Figure 1: Description Set Model (part of DCMI Abstract Model)
As an illustration of how the syntactic elements of the Description Set Model are used, Figure 2 shows a set of example information values in the placeholders corresponding to those shown in Figure 1.
Figure 2: Description Set Model slots with example URIs and character strings
How the elements of the Description Set Model relate to RDF is depicted in Figure 3 and described in more detail in Appendix B below.
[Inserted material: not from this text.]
PR #14042, opened 2022-02-14
Address slow CI causing failures in TestRateLimitQuota_Allow_WithBlock

stevendpclark:
- An attempt to fix CI runs that are extremely slow and the for loop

Figure 3: Relationship of Description Set Profile components to RDF graphs
Future development of DCAM
It is difficult to track the use of freely available specifications once they are released on the Web, but as of 2010, DCMI was not aware that any of the DCAM-related specifications, with the possible exception of specific syntax guidelines, had been widely implemented. Rather than building a bridge from more traditional metadata communities to the Semantic Web, the Abstract Model appeared to have fallen between two stools - its use of the "description set" abstraction perplexing to users more accustomed to metadata specifications defined in terms of a concrete syntax, and its added layer of Dublin-Core-specific terminology confusing to users already comfortable with the RDF model. Faced with a lack of uptake of the DCAM-based approach to application profiles, DCMI undertook a critical review of the DCAM specification stack as the basis for a discussion at a joint meeting of the DCMI Architecture Forum and the W3C Library Linked Data Incubator Group in October 2010.